» **Task description**: Quote the listing below word for word, stopping after the line that contains "No need for".

'''

PR #771, opened 2021-06-04
Revert "Remove openhpi module"

zpytela:
This reverts commit 1e6afd814132ddb080635307bfa24ef728e72515.

There should be a transition period, so it should not be done
during F34 development phase.


zpytela:
No need for a transition period, the module is not active since a long time ago.

PR #782, opened 2021-06-16
Allow kdump create /var/lib/kdump with a transition

zpytela:
With commit af7e4b6492b ("Label /var/lib/kdump with kdump_var_lib_t"),
the kdump service was allowed to write initramfs files in case /boot
was read only. In that case though the kdump service creates
the /var/lib/kdump directory as it is not shipped in the rpm package,
so it requires appropriate permissions, together with a named file
transition, too.


zpytela:
Made this PR a draft as it is possible the directory will be packaged soon.

zpytela:
This directory is a part of new versions of kdump, so this commit is not needed any longer.

PR #784, opened 2021-06-17
Label /usr/bin/arping plain file with netutils_exec_t

zpytela:
In iputils newer than iputils-20180629, the arping command moved
from /usr/sbin to /usr/bin, keeping the symlink in sbin.

### DIFF
--- a/policy/modules/admin/netutils.fc
+++ b/policy/modules/admin/netutils.fc
@@ -7,6 +7,7 @@
 /bin/arping		--	gen_context(system_u:object_r:netutils_exec_t,s0)
 /sbin/arping		--	gen_context(system_u:object_r:netutils_exec_t,s0)
 
+/usr/bin/arping		--	gen_context(system_u:object_r:netutils_exec_t,s0)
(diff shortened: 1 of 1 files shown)


zpytela:
Aligned with other similar commands, this is a duplicated entry in Fedora since the policy defines "/sbin = /usr/sbin" equivalency, but not the same for /bin. The proper solution would consist of another equivalency rule and removing all duplicates. I plan to do it later, but in rawhide only.

ghost:

> Aligned with other similar commands, this is a duplicated entry in Fedora since the policy defines "/sbin =
> /usr/sbin" equivalency, but not the same for /bin. The proper solution would consist of another equivalency rule
> and removing all duplicates. I plan to do it later, but in rawhide only.

You could take that further (it is what i do) and make /bin /sbin
/usr/sbin /usr/libexec /usr/local/bin /usr/local/sbin /usr/local/libexec all
equivalents of that single /usr/bin

>
> —
>

-- 
gpg --locate-keys ***@***.***
Dominick Grift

'''

» **Response box**:
PR #771, opened 2021-06-04
Revert "Remove openhpi module"

zpytela:
This reverts commit 1e6afd814132ddb080635307bfa24ef728e72515.

There should be a transition period, so it should not be done
during F34 development phase.


zpytela:
No need for a transition period, the module is not active since a long time ago.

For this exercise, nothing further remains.